5-HT inhibits lateral entorhinal cortical neurons of the rat in vitro by activation of potassium channel-coupled 5-HT1A receptors.

Serotonin (1-40 microM) reduced input resistance by 20.6 +/- 6% and hyperpolarized stellate and pyramidal neurons of layers two and three of the lateral entorhinal cortex. 5-Carboxamidotryptamine, a 5-HT1 agonist, and the selective 5-HT1A agonist 8-hydroxy-dipropylaminotetralin mimicked the action of serotonin. The reversal potential of 5-HT-mediated hyperpolarizations was sensitive to the extracellular K+ concentration, indicating a potassium conductance change.

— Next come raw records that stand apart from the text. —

PR #315, opened 2022-01-17
feat: Added support for Node 16

Jawayria:
Added support for node 14 and node 16. I had to make some additional changes to ensure successful tests execution and tobuild docker image successfully on node 16.

**Additional Changes**

- Added options in Webpack config to fix	`Syntax Error: Support for the experimental syntax 'jsx' isn't currently enabled in react js`
- Updated babel-loader version to fix `module build failed (from ./node_modules/babel-loader/lib/index.js) syntaxerror unexpected token`
- Updated Webpack-cli version to fix `describe: optionsSchema.definitions.output.properties.path.description with webpack 4.8.3`
- Replaced node-sass with sass to fix `Error: 'node-sass' version 6.0.0 is incompatible with ^4.0.0`
- Updated redux and redux-devtools-extension version to fix conflict with latest redux-thunk version


.github/workflows/ci.yml
```diff
@@ -15,10 +15,13 @@ jobs:
     - name: Checkout
       uses: actions/checkout@v2
 
-    - name: Setup Nodejs
-      uses: actions/setup-node@v1
+    - name: Setup Node.js Env
+      run: echo "NODE_VER=`cat .nvmrc`" >> $GITHUB_ENV
```
mraarif, line 19: why don't we specify node-js versions in under `matrix`

.github/workflows/ci.yml
```diff
@@ -42,15 +45,15 @@ jobs:
...
-      with:
-        server_address: email-smtp.us-east-1.amazonaws.com
-        server_port: 465
-        username: ${{secrets.EDX_SMTP_USERNAME}}
-        password: ${{secrets.EDX_SMTP_PASSWORD}}
-        subject: CI workflow failed in ${{github.repository}}
-        to: teaching-and-learning@edx.opsgenie.net
-        from: github-actions <github-actions@edx.org>
-        body: CI workflow in ${{github.repository}} failed! For details see "github.com/${{ github.repository }}/actions/runs/${{ github.run_id }}"
+#    - name: Send failure notification
```
mraarif, line 48: why is the failure notification disabled?

.github/workflows/npm-publish.yml
```diff
@@ -14,10 +14,13 @@ jobs:
         with:
           fetch-depth: 0
 
+      - name: Setup Node.js Env
+        run: echo "NODE_VER=`cat .nvmrc`" >> $GITHUB_ENV
+
       - name: Setup Node.js
-        uses: actions/setup-node@v1
+        uses: dcodeIO/setup-node-nvm@v4
```
mraarif, line 21: is there a problem with `actions/setup-node` setting up 16

Dockerfile
```diff
@@ -1,4 +1,4 @@
-FROM node:8.11
+FROM node:16.13
```
mraarif, line 1: did you build the docker image to verify?

package.json
```diff
@@ -65,7 +65,7 @@
     "identity-obj-proxy": "^3.0.0",
     "ignore-loader": "^0.1.2",
     "jest": "^22.4.3",
-    "node-sass": "^4.12.0",
+    "node-sass": "^6.0.1",
```
mraarif, line 68: does this version upgrade works with both Node versions 12 and 16

Jawayria: Yes it works with both

.github/workflows/ci.yml
Jawayria: That's a temporary change., just to avoid unnecessary notifications until the PR gets finalised

.github/workflows/ci.yml
```diff
@@ -11,14 +11,18 @@ on:
 jobs:
   build:
```
mraarif, line 12: shouldn't this be named `tests`? so the workflow jobs are named like `CI/Node:12-tests`

.github/workflows/npm-publish.yml
```diff
@@ -17,7 +21,7 @@ jobs:
       - name: Setup Node.js
         uses: actions/setup-node@v1
         with:
-          node-version: 12
+          node-version: ${{ matrix.node }}
```
aht007, line 24: In my opinion we should only be publishing the package with the stable node version.

.github/workflows/ci.yml
```diff
@@ -9,19 +9,23 @@ on:
...
 
     - name: Setup Nodejs
       uses: actions/setup-node@v1
       with:
-        node-version: 12
+        node-version: ${{ matrix.node }}
 
     - name: Setup npm
-      run: npm i -g npm@5.8.0
+      run: npm i -g npm@8.1.2
```
mraarif, line 28: can we just specify the major version and let `npm` install any latest minor versions

.github/workflows/ci.yml
mraarif: we should enable this now that there are no failures

.github/workflows/npm-publish.yml
mraarif: yes, we should have only one version of Node publishing this package, i.e 12, later we can drop older versions and set it to 16

Dockerfile
mraarif: we should only specify the major version of nodejs here and let docker pull any latest tags

Dockerfile
```diff
@@ -1,13 +1,20 @@
...
 
 USER root
 RUN apt-get update
 RUN apt-get install -y vim
-RUN npm i -g npm@6.1.0
+RUN npm i -g npm@8.1.2
```
mraarif, line 6: same as above, we should only specify the major version

aht007 (approved):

Serotonin treatment suppressed excitatory amino acid-mediated synaptic potentials (by 48%, Kd = 6.9 microM) and responses to exogenously applied glutamate (70.1 +/- 17% of control, n = 7), but did not alter paired-pulse facilitation, indicating a postsynaptic site of action. Intracellular application of QX-314, a blocker of potassium conductance, significantly reduced depression of synaptic potentials by 5-HT agonists. In cells filled with QX-314, responses to exogenously applied glutamate were not reduced by serotonin or 5-carboxamidotryptamine application. These results indicate that the observed conductance increase associated with 5-HT application accounts for most if not all of the observed depressant effects of 5-HT1A agonists on excitatory amino acid-mediated neurotransmission.